Your objective ::
Scan the entries for the word "some" and return every line that has it.

Data in this exercise ::
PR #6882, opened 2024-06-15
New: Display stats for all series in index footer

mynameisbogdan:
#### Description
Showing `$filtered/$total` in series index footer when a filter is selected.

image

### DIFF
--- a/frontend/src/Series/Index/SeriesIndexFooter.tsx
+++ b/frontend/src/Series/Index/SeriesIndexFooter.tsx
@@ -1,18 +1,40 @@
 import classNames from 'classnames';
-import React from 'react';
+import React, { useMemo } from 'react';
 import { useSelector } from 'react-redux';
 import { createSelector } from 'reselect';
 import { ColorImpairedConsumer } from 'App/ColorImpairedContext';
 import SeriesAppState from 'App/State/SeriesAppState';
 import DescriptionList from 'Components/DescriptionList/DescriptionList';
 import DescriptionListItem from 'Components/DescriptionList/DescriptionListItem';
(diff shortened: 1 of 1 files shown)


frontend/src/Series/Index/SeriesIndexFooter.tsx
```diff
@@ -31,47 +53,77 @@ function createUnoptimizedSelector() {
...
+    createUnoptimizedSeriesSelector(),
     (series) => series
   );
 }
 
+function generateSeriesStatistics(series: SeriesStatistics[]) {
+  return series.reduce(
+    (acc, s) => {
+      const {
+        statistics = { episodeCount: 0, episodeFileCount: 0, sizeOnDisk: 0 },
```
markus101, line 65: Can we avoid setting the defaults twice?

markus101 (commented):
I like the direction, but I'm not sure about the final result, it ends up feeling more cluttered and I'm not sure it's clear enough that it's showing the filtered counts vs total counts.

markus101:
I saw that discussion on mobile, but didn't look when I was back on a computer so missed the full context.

* * *

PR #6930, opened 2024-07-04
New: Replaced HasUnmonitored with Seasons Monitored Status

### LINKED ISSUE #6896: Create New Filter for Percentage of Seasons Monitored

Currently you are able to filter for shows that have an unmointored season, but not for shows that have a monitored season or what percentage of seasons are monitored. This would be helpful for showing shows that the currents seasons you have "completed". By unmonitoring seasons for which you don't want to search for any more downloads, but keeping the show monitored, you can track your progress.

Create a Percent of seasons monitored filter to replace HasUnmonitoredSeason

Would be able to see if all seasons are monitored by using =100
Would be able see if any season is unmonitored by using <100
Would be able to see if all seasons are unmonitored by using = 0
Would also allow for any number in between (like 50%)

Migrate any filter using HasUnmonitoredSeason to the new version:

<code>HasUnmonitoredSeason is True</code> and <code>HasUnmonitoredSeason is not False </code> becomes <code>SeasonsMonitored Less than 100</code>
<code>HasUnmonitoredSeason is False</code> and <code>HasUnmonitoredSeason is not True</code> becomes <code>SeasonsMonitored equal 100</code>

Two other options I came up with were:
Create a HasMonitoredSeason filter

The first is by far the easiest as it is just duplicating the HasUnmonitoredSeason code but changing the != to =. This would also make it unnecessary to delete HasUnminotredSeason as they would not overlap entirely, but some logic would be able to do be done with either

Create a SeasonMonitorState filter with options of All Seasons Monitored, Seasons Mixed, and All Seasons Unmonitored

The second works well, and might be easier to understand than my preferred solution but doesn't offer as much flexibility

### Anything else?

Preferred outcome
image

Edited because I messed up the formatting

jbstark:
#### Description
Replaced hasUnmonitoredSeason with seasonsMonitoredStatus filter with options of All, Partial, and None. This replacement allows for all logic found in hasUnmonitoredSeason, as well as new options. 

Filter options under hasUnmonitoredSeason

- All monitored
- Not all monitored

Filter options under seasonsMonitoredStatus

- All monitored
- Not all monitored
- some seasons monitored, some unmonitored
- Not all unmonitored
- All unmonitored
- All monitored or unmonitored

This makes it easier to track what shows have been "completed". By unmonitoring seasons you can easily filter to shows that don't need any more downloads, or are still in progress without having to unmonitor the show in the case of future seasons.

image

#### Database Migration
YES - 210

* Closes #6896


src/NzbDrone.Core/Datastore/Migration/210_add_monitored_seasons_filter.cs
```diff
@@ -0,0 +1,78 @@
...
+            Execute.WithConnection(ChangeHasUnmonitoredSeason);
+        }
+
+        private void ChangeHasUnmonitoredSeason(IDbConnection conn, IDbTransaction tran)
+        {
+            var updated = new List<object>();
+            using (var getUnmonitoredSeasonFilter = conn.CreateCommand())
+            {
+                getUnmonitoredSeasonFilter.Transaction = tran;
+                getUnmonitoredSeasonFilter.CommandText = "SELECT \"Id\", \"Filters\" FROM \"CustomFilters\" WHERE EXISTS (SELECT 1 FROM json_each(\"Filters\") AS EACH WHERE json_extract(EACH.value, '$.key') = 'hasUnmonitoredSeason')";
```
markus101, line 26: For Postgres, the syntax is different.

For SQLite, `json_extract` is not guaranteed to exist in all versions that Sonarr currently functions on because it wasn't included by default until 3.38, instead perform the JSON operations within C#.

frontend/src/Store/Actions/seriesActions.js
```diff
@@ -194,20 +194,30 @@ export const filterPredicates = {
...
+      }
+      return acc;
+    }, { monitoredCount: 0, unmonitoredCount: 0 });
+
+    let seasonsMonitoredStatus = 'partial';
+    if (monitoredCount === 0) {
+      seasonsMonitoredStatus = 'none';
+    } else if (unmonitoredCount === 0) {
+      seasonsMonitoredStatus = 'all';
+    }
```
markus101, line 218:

Task output ::
The first is by far the easiest as it is just duplicating the HasUnmonitoredSeason code but changing the != to =. This would also make it unnecessary to delete HasUnminotredSeason as they would not overlap entirely, but some logic would be able to do be done with either
- some seasons monitored, some unmonitored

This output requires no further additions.